PR #5488, opened 2025-08-19
5373 type hints datetime

silentw0lf:


pekkaklarck:
One of the DateTime library tests fails with this error message:
> Expected error 'ValueError: Unsupported input 'None'.' but got 'ValueError: Invalid timestamp 'None'.'.

My expectation is that the keyword is used with Python `None` object and earlier the type has been validated internally and rejected as unsupported type. Now that the keyword has a type hint defined as a union with `str` as one of the accepted values, the given `None` is converted to a string and now the type isn't anymore invalid but the value itself is. I consider the new behavior fine so the fix is updating the test.

I recommend you to run at least DateTime library tests locally before committing changes.

pekkaklarck:
Notice that I reviewed this PR at https://github.com/silentw0lf/robotframework/pull/1/. I assume the code is same there so comments apply also to this PR. The other should be closed now.

silentw0lf:
> One of the DateTime library tests fails with this error message:
> 
> > Expected error 'ValueError: Unsupported input 'None'.' but got 'ValueError: Invalid timestamp 'None'.'.
> 
> My expectation is that the keyword is used with Python `None` object and earlier the type has been validated internally and rejected as unsupported type. Now that the keyword has a type hint defined as a union with `str` as one of the accepted values, the given `None` is converted to a string and now the type isn't anymore invalid but the value itself is. I consider the new behavior fine so the fix is updating the test.
> 
> I recommend you to run at least DateTime library tests locally before committing changes.

You are correct. The Python `None` object is no procosessed as a `str` type  within the python function/keyword `convert_time` (right from entering the the function, no conversion within).

src/robot/libraries/DateTime.py
```diff
@@ -304,9 +304,15 @@
 |     # ...
 """
 
+# can be removed when using Python 3.13+
+# needed for typing to use | operator together with forward referenceing
+# see: def __sub__(self, other: Date | Time) -> Date | Time:
+from __future__ import annotations
```
pekkaklarck: This future import should be removed. Instead of relaying to this future import that in practice stringifies type hints, we have stringified them manually when needed. That approach is also used in this PR in most cases and the remaining cases should be converted to use `"Date | Time"` format as well.

src/robot/libraries/DateTime.py
```diff
@@ -325,13 +331,20 @@
     "subtract_time_from_time",
 ]
 
+FloatOrString = Union[float, str]
+FloatOrStringOrInt = Union[FloatOrString, int]
```
pekkaklarck: These type aliases seem to be unnecessary as they are only used by the following type aliases. It's simpler and even shorter to create them using the base types directly.

src/robot/libraries/DateTime.py
```diff
@@ -325,13 +331,20 @@
...
+DatetimeMixed = Union[datetime.datetime, FloatOrString]
+DateTimeExpanded = Union[datetime.datetime, datetime.date, FloatOrStringOrInt]
+TimedeltaExpanded = Union[datetime.timedelta, FloatOrStringOrInt]
+TimedeltaMixed = Union[datetime.timedelta, FloatOrString]
```
pekkaklarck: "Mixed" and "Expanded" aren't that clear names. Looking at the changes, it seems that "Expanded" variants are used with arguments and "Mixed" with return types. I'd say that terms "Input" and "Output" would thus work better.

This library has a defined meaning for terms "date" and "time" explained in the documentation. In practice "date" maps to Python's `datetime` and "time" maps to `timedelta`. These generic "date" and "time" terms should also be used in type alias names.

Combining the above points, I believe these type aliases should be named "DateInput", "DateOutput", "TimeInput" and "TimeOutput".

src/robot/libraries/DateTime.py
```diff
@@ -549,16 +576,23 @@ def subtract_time_from_time(time1, time2, result_format="number", exclude_millis
...
 class Date:
-
-    def __init__(self, date, input_format=None):
-        self.datetime = self._convert_to_datetime(date, input_format)
+    def __init__(
+        self,
+        date: DateTimeExpanded,
+        input_format: "str|None" = None,
+    ):
+        self.datetime: datetime.datetime = self._convert_to_datetime(date, input_format)
```
pekkaklarck: 1. Please don't remove the empty line after the class declaration. Our coding style is to include it.
2. There's no need to annotate `self.datetime` because `self._convert_to_datetime` is annotated to return `datetime.datetime`.

src/robot/libraries/DateTime.py
```diff
@@ -637,48 +675,47 @@ def __sub__(self, other):
 
 
 class Time:
+    def __init__(self, time: TimedeltaExpanded):
+        self.seconds: float = self._convert_time_to_seconds(time)
```
pekkaklarck: See the comment for Date about the empty line after the class declaration and the need to annotate `self.seconds`.

src/robot/libraries/DateTime.py
silentw0lf: Done.

src/robot/libraries/DateTime.py
silentw0lf: Done.

src/robot/libraries/DateTime.py
silentw0lf: Done.

src/robot/libraries/DateTime.py
silentw0lf: Done.

src/robot/libraries/DateTime.py
silentw0lf: Done.

silentw0lf:
I did the Style changes. (also passed the atests)

I also answered to your comments here (the old wrong PR, that I will delete after merging this one here.)
https://github.com/silentw0lf/robotframework/pull/1

Do we need to adapt something like a changelog for now?


Otherwise, I can continue with String.py, followed by the other libs.

pekkaklarck:
Great, I hopefully have time to review the changes tomorrow. We don't keep a separate CHANGELOG file but instead create release notes template based on issues and then manually add more information to it.

src/robot/libraries/DateTime.py
```diff
@@ -325,13 +326,18 @@
     "subtract_time_from_time",
 ]
 
+DateOutput = Union[datetime.datetime, float, str]
+DateInput = Union[datetime.datetime, datetime.date, float, int, str]
+TimeInput = Union[datetime.timedelta, float, int, str]
```
pekkaklarck, line 331: `int` is most likely unnecessary here, because accepting `float` means that values like string `"2"` and integer `3` are accepted and will be converted to floats `2.0` and `3.0`, respectively. I'll test that locally after merging this PR and also look how this shows up in Libdoc output.

pekkaklarck (approved):
Great work!

src/robot/libraries/DateTime.py
pekkaklarck: I tested this locally and `int` is unnecessary. In the generated documentation listing it along with `float` makes it more explicit that integers are accepted, though, so I guess we can leave it there.

PR #5497, opened 2025-09-10
5373 type hints lib: [string]

silentw0lf:


pekkaklarck:
This has been replaced by #5554.

PR #5501, opened 2025-09-24
Fix #5500: event loop cannot re-initialize after finishing a suite

### LINKED ISSUE #5500: Robot API `run` fails after the first run
```python
from robot import run
def main():
    # Run first time, works fine
    exit_code = run("tests/example.robot")
    print(f"Robot Framework exited with code: {exit_code}")
    
    # Run second time, fails with "Event loop is closed" and "RuntimeWarning: coroutine 'MyLibrary.my_async_keyword' was never awaited" 
    exit_code = run("tests/example.robot")
    print(f"Robot Framework exited with code: {exit_code}")
```

maisonsmd:
This PR fixes #5500

## Issue

After `robot.run()` ends, `close_loop()` is called, closing the active event loop, but not resetting _loop_ref, so when the next call, it cannot reinitialize the event loop again

## Solution
reset _loop_ref to None after closing the loop

### DIFF
--- a/src/robot/running/context.py
+++ b/src/robot/running/context.py
@@ -35,6 +35,7 @@ class Asynchronous:
     def close_loop(self):
         if self._loop_ref:
             self._loop_ref.close()
+            self._loop_ref = None
 
     def run_until_complete(self, coroutine):
         task = self.event_loop.create_task(coroutine)


pekkaklarck:
The fix looks good but needs a test. Adding one can be pretty complicated and I can take a lot ok at that myself as well.

Issue #3845, opened 2021-02-06
Support removing keywords with `NOT RUN` status using `--removekeywords`


adiralashiva8:
As a user I want to hide/remove `NOT_RUN` status keywords from `log.html` to avoid confussion for other teammates

Points Discussed in slack (#devel)
 - `--removekeywords` to support removing `NOT_RUN` status keywords similar to `PASSED`
 - `IF/ ELSE/ ELSE IF` should not be excluded while using `--removekeywords`

pekkaklarck:
I don't consider this important enough to be added in already late RF 4.0. Can be included in RF 4.1 if there are concrete needs.

pekkaklarck:
Being able to remove `NOT RUN` keywords using `--removekeywords` could be handy. Not super important but if someone would be willing to provide a pull request the functionality could certainly be included. I'll update the title accordingly. Possible other way to exclude these keywords and control structures can get their own issues.

pekkaklarck:
For the reasoning why we have keywords with the `NOT RUN` status see #3842.

LowEQ:
let me try to implement this

GauravT-07:
Hi @pekkaklarck! I'm interested in working on this issue as my first contribution to Robot Framework. Is this issue still available? If so, I'd be happy to contribute.

PR #5507, opened 2025-10-02
Added NotRun Keyword Remover functionality

Begleco:
Expanded functionality of "--removekeywords" to also remove keywords with the "NOT RUN" status as per the request in issue #3845.

### DIFF
--- a/src/robot/result/keywordremover.py
+++ b/src/robot/result/keywordremover.py
@@ -40,11 +40,12 @@ class KeywordRemover(SuiteVisitor, ABC):
                 "FOR": ForLoopItemsRemover,
                 "WHILE": WhileLoopItemsRemover,
                 "WUKS": WaitUntilKeywordSucceedsRemover,
+                "NOT_RUN": NotRunKeywordRemover,
             }[upper]()
         except KeyError:
             raise DataError(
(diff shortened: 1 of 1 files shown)


src/robot/result/keywordremover.py
```diff
@@ -172,6 +173,13 @@ def _remove_keywords(self, body):
                     body.remove(kw)
 
 
+class NotRunKeywordRemover(KeywordRemover):
+    def visit_test(self, test):
+        before = len(test.body)
+        test.body = [kw for kw in test.body if kw.status != "NOT RUN"]
+        self.removal_message.set_to_if_removed(test, before)
```
pekkaklarck, line 180: This only removes keywords from test body, not from child keywords or control structures. The easiest way to extend the functionality would be implementing `start_test` instead of `visit_test` (that way also body is visited automatically) and implementing also `start_body_item` that's, by default, called with all keywords and control structures.

pekkaklarck (changes requested):
Few things to be done:

- As I mentioned in the separate comment, the current implementation removes keywords only from test body, not from child keywords and control structures.
- Tests are needed. `atest/README.rst` explains the test system and I can help here or on the #devel channel on our Slack if you have questions.
- User Guide documentation is needed. I can help with that as well if needed.

PR #5511, opened 2025-10-09
fix minor error in get_variable_value docstring

oboehmer:
Fixing minor docstring error in `BuiltIn.get_variable_value`

don't think it's worth filing an issue for this, @pekkaklarck


pekkaklarck:
Thanks for the fix! I don't think this deserves a separate issue.

PR #5524, opened 2025-10-21
Add Secret argument support for `Run Process` and `Start Process` keywords

oboehmer:
`Secret` arguments are supported in `Run Process` and `Start Process` for 

- regular arguments
- `stdin` argument
- variables used in `env` and `env:<name>` arguments

Part of #5512

### DIFF
--- a/atest/testdata/standard_libraries/process/secrets.robot
+++ b/atest/testdata/standard_libraries/process/secrets.robot
@@ -3,7 +3,8 @@ Suite Setup       Set Environment Variable    v1    system
 Resource          process_resource.robot
 
 *** Variables ***
-@{COMMAND}        python    -c    import os; print(' '.join([os.getenv('v1', '-'), os.getenv('v2', '-'), os.getenv('v3', '-')]))
+@{COMMAND}           python    -c    import os; print(' '.join([os.getenv('v1', '-'), os.getenv('v2', '-'), os.getenv('v3', '-')]))
+${SECRET: Secret}    %{=This is secret!}
 
 *** Test Cases ***
 Run Process with Secret Argument
@@ -18,6 +19,15 @@ Start Process with Secret Argument
     ${handle} =    Start Process    python    ${SCRIPT}    ${SECRET}
     ${result} =    Wait For Process    ${handle}
     Script result should equal    ${result}    stdout=This is secret!
+
+Stdin as Secret
+    ${result} =    Run Process    python    -c    import sys; print(sys.stdin.read())    stdin=${SECRET}
+    Should Be Equal    ${result.stdout}    This is secret!
+
+Start Process with Stdin as Secret
+    ${handle} =    Start Process    python    -c    import sys; print(sys.stdin.read())    stdin=${SECRET}
+    ${result} =    Wait For Process    ${handle}
+    Should Be Equal    ${result.stdout}    This is secret!
 
 Secret in environment variable via env Dict
     ${env} =    Create environ    v1    ${SECRET}
--- a/atest/testdata/standard_libraries/process/secrets.robot
+++ b/atest/testdata/standard_libraries/process/secrets.robot
@@ -17,7 +17,7 @@ Run Process with Mixed Arguments Including Secret
 
 Run Process with Stdin as Secret
     ${result} =    Run Process    python    -c    import sys; print(sys.stdin.read())    stdin=${SECRET}    cwd=%{TEMPDIR}
-    Should Be Equal    ${result.stdout}    This is secret!
+    Script result should equal    ${result}    stdout=This is secret!    stderr=
 
 Start Process with Secret Argument
     ${handle} =    Start Process    python    ${SCRIPT}    ${SECRET}
@@ -27,17 +27,17 @@ Start Process with Secret Argument
 Start Process with Stdin as Secret
     ${handle} =    Start Process    python    -c    import sys; print(sys.stdin.read())    stdin=${SECRET}    cwd=%{TEMPDIR}
     ${result} =    Wait For Process    ${handle}
-    Result should equal    ${result}    stdout=This is secret!
+    Script result should equal    ${result}    stdout=This is secret!    stderr=
 
 Secret in environment variable via env Dict
     ${env} =    Create environ    v1=${SECRET}
     ${result} =    Run Process    @{COMMAND}    env=${env}
-    Result should equal    ${result}    stdout=This is secret! - -
+    Script result should equal    ${result}    stdout=This is secret! - -    stderr=
 
 Secret in environment variable via env:name Syntax
     ${result} =    Run Process    @{COMMAND}    env:v2=${SECRET}
-    Result should equal    ${result}    stdout=system This is secret! -
+    Script result should equal    ${result}    stdout=system This is secret! -    stderr=
 
 Multiple Secrets in environment variables
     ${result} =    Run Process    @{COMMAND}    env:v1=${SECRET}    env:v2=XX    env:v3=${SECRET}
-    Result should equal    ${result}    stdout=This is secret! XX This is secret!
+    Script result should equal    ${result}    stdout=This is secret! XX This is secret!    stderr=
--- a/atest/testdata/standard_libraries/process/secrets.robot
+++ b/atest/testdata/standard_libraries/process/secrets.robot
@@ -15,17 +15,17 @@ Run Process with Mixed Arguments Including Secret
     ${result} =    Run Process    python    ${SCRIPT}    public_arg    ${SECRET}
     Script result should equal    ${result}    stdout=public_arg    stderr=This is secret!
 
+Run Process with Stdin as Secret
+    ${result} =    Run Process    python    -c    import sys; print(sys.stdin.read())    stdin=${SECRET}    cwd=%{TEMPDIR}
+    Should Be Equal    ${result.stdout}    This is secret!
+
 Start Process with Secret Argument
     ${handle} =    Start Process    python    ${SCRIPT}    ${SECRET}
     ${result} =    Wait For Process    ${handle}
     Script result should equal    ${result}    stdout=This is secret!
 
-Stdin as Secret
-    ${result} =    Run Process    python    -c    import sys; print(sys.stdin.read())    stdin=${SECRET}
-    Should Be Equal    ${result.stdout}    This is secret!
-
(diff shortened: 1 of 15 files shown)


src/robot/libraries/Process.py
```diff
@@ -333,19 +335,19 @@ def __init__(self):
...
-        timeout=None,
-        on_timeout="terminate",
-        env=None,
-        **env_extra,
+        command: str,
+        *arguments: "str | Secret",
+        cwd: "str | None" = None,
+        shell: bool = False,
+        stdout: "str | None" = None,
+        stderr: "str | None" = None,
```
pekkaklarck, line 343: `stdout/stderr` probably should be `Path`, not `str`. It may require code changes as well, though, and that's out of the scope of this PR. I'd be fine with not adding type hints to arguments that don't need `Secret` in this case as well.

src/robot/libraries/Process.py
```diff
@@ -333,19 +335,19 @@ def __init__(self):
...
+        stdin: "str | Path | Secret | Any" = None,
```
pekkaklarck: I believe `stdin` could be `int` and then `Any` wouldn't be needed (but `None` would also need to be added).

src/robot/libraries/Process.py
```diff
@@ -455,6 +457,15 @@ def start_process(
         Earlier versions returned a generic handle and getting the process object
         required using `Get Process Object` separately.
         """
+        # Check for secrets in arguments and unwrap them
+        secret = any(isinstance(arg, Secret) for arg in arguments)
+        if secret:
```
pekkaklarck: I don't think the comment is needed, the code is clear enough without it. `has_secrets` could also be a bit better name than `secret`.

src/robot/libraries/Process.py
```diff
@@ -455,6 +457,15 @@ def start_process(
...
+            masked_arguments = [
+                "<redacted>" if isinstance(arg, Secret) else arg for arg in arguments
```
pekkaklarck: The `Secret` class itself uses `<secret>` in place of the actual value and for consistency it should be used here as well. An alternative would be using `str(arg)` and use the string representation of the Secret class, but that's currently `Secret(value=<secret>)` which doesn't look good to me in this context. As I just commented on Slack, we could consider changing the string representation, though.

src/robot/libraries/Process.py
```diff
@@ -466,9 +477,13 @@ def start_process(
             env=env,
             **env_extra,
         )
-        command = conf.get_command(command, list(arguments))
-        self._log_start(command, conf)
-        process = subprocess.Popen(command, **conf.popen_config)
+        actual_command = conf.get_command(command, list(arguments))
```
pekkaklarck: This variable could still be `command`, it's clear enough if the other is `masked_command`. Using `actual_command` is fine as well if you prefer that. The `list()` call seems to be totally unnecessary. Not sure why the original code had it.

src/robot/libraries/Process.py
```diff
@@ -1075,18 +1093,32 @@ def _construct_env(self, env, extra):
...
     def _get_initial_env(self, env, extra):
         if env:
-            return {system_encode(k): system_encode(env[k]) for k in env}
+            result = {}
+            for name, value in env.items():
+                name = system_encode(name)
+                if isinstance(value, Secret):
+                    result[name] = system_encode(value.value)
+                    # remember secrets
+                    self.env_secret_keys.append(name)
```
pekkaklarck: The comment is unnecessary. Perhaps `secret_env_keys` instead of `env_secret_keys`?

src/robot/libraries/Process.py
```diff
@@ -1125,14 +1157,20 @@ def result_config(self):
         }
 
     def __str__(self):
+        if self.env is None:
+            printable_env = None
+        else:
+            printable_env = self.env.copy()
+            for k in self.env_secret_keys:
+                printable_env[k] = "<redacted>"
```
pekkaklarck: `<redacted>` -> `<secret>`

pekkaklarck (changes requested):
Excellent work! The only thing that really should be changed is using `<secret>` instead of `<redacted>` for consistency reasons. Other comments are mostly about style and some got pretty close to nitpicking...

src/robot/libraries/Process.py
oboehmer: Windows passes a path name (instead of an int), noticed this when I wanted to check stdin process config
```
Process configuration:
cwd:     C:\Users\RUNNER~1\AppData\Local\Temp\robotatest\Python-3.13.8-Windows
shell:   False
stdout:  PIPE
stderr:  PIPE
stdin:   C:\Users\RUNNER~1\AppData\Local\Temp\tmp9h3hy1kx
alias:   None
env:     None
```

pekkaklarck: `stdin` certainly can be a string. I just would like to avoid using `Any` and believe it could be removed if `int` and `None` were added. `int` will be used when `stdin` is `PIPE` or a file descriptor. If this gets complicated, leave `Any` and I look at this myself when adding type hints to this library later.

src/robot/libraries/Process.py
oboehmer: Well, both stdout and stderr also get discrete string values like `DEVNULL` or `STDOUT`, while there is no provision to convert path.. I will add `Path`, and handle `Path` being passed.

src/robot/libraries/Process.py
oboehmer: changed to 
```
        stdin: "str | Path | Secret | int | None" = None,
```

src/robot/libraries/Process.py
oboehmer: replacing this by `<secret>` for the time being, as discussed on Slack

src/robot/libraries/Process.py
pekkaklarck: Very good point that we support strings like `DEVNULL` and `STDOUT` so we cannot use just `Path` and that the code needs to specially handle paths passes as strings. Perhaps having `Path` there anyway makes sense to point out that you can use a path as a value.

I think `suprocess.Popen` would also support integer values (`suprocess.PIPE`, file descriptors), but I don't think our code handles them anyway. If no tests fail with these changes, no need to add `int`.

pekkaklarck: The code ought to already support using `Path`. If not, it probably should be fixed separately and in that case it's not a good idea to add `Path` typing.

oboehmer: agreed, will not add `Path` to stdin/stderr as part of this PR.

src/robot/libraries/Process.py
oboehmer: ack, will adjust.

src/robot/libraries/Process.py
oboehmer: Can it? as I reference the original value two lines down:
```
masked_command = conf.get_command(command, list(masked_arguments))
```
and I guess I want to use the original command, not the result from `conf.get_command(command, ...)`? I don't think I fully understand the subtleties of this handling ;-) I'll leave actual_command, and remove the `list()`

src/robot/libraries/Process.py
oboehmer: ack

src/robot/libraries/Process.py
oboehmer: Actually adding `int` will cause stdin.robot test to fail with
```
<_IO.BUFFEREDREADER NAME=5> != HELLO, WORLD!
``` 
any suggestion on how to fix this?

oboehmer: fixed with using `io.IOBase` hint

src/robot/libraries/Process.py
pekkaklarck: I may have read the code wrong. It's certainly fine as it is.

atest/testdata/standard_libraries/process/secrets.robot
```diff
@@ -0,0 +1,51 @@
...
+    ${result} =    Run Process    @{COMMAND}    env:v1=${SECRET}    env:v2=XX    env:v3=${SECRET}
+    Should Be Equal    ${result.stdout}    This is secret! XX This is secret!
+
+*** Keywords ***
+Create environ
+    [Arguments]    @{environ}
+    ${path} =    Get Environment Variable    PATH    default=.
+    ${systemroot} =    Get Environment Variable    SYSTEMROOT    default=.
+    ${environ} =    Create Dictionary    @{environ}    PATH=${path}    SYSTEMROOT=${SYSTEMROOT}
+    RETURN    ${environ}
```
pekkaklarck: This seems to be copied from `env_config.robot`. To avoid duplication, it would be better to move it `process_resource.robot` that both of these files use.

The keyword could also be changed to accept `&{environ}` instead of `@{environ}` so that its usage would be like `Create environ    name=value` instead of `Create environ    name    value`. That would require making changes to `env_config.robot` but changes would be trivial,

atest/testdata/standard_libraries/process/secrets.robot
```diff
@@ -0,0 +1,51 @@
...
+    ${result} =    Run Process    python    ${SCRIPT}    ${SECRET}
+    Script result should equal    ${result}    stdout=This is secret!
+
+Run Process with Mixed Arguments Including Secret
+    ${result} =    Run Process    python    ${SCRIPT}    public_arg    ${SECRET}
+    Script result should equal    ${result}    stdout=public_arg    stderr=This is secret!
+
+Run Process with Stdin as Secret
+    ${result} =    Run Process    python    -c    import sys; print(sys.stdin.read())    stdin=${SECRET}    cwd=%{TEMPDIR}
+    Should Be Equal    ${result.stdout}    This is secret!
```
pekkaklarck: Using `Result Should Equal` would make sure also stderr and rc are validated.

atest/testdata/standard_libraries/process/secrets.robot
oboehmer: ack, done..

atest/testdata/standard_libraries/process/secrets.robot
oboehmer: done, made all changes

pekkaklarck:
Looks great! I don't see anything to be changed when looking this on GitHub, but I'll test this locally after merge and may make small adjustments.

PR #5526, opened 2025-10-27
Fix: Handle empty string in `_convert_to_index`

ramesh2rao:
The `_convert_to_index` helper method in the `String` library incorrectly converted an empty string to `0`, causing slicing operations like `get_substring` and `split_to_lines` to fail when an empty string was used as the `end` index.

This commit changes `_convert_to_index` to return `None` for an empty string, which correctly slices to the end of the sequence.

#####

__Task instructions__. Check each line of the entries, and copy the ones that contain "both".

__Answer for the task__.
oboehmer: Well, both stdout and stderr also get discrete string values like `DEVNULL` or `STDOUT`, while there is no provision to convert path.. I will add `Path`, and handle `Path` being passed.
pekkaklarck: This seems to be copied from `env_config.robot`. To avoid duplication, it would be better to move it `process_resource.robot` that both of these files use.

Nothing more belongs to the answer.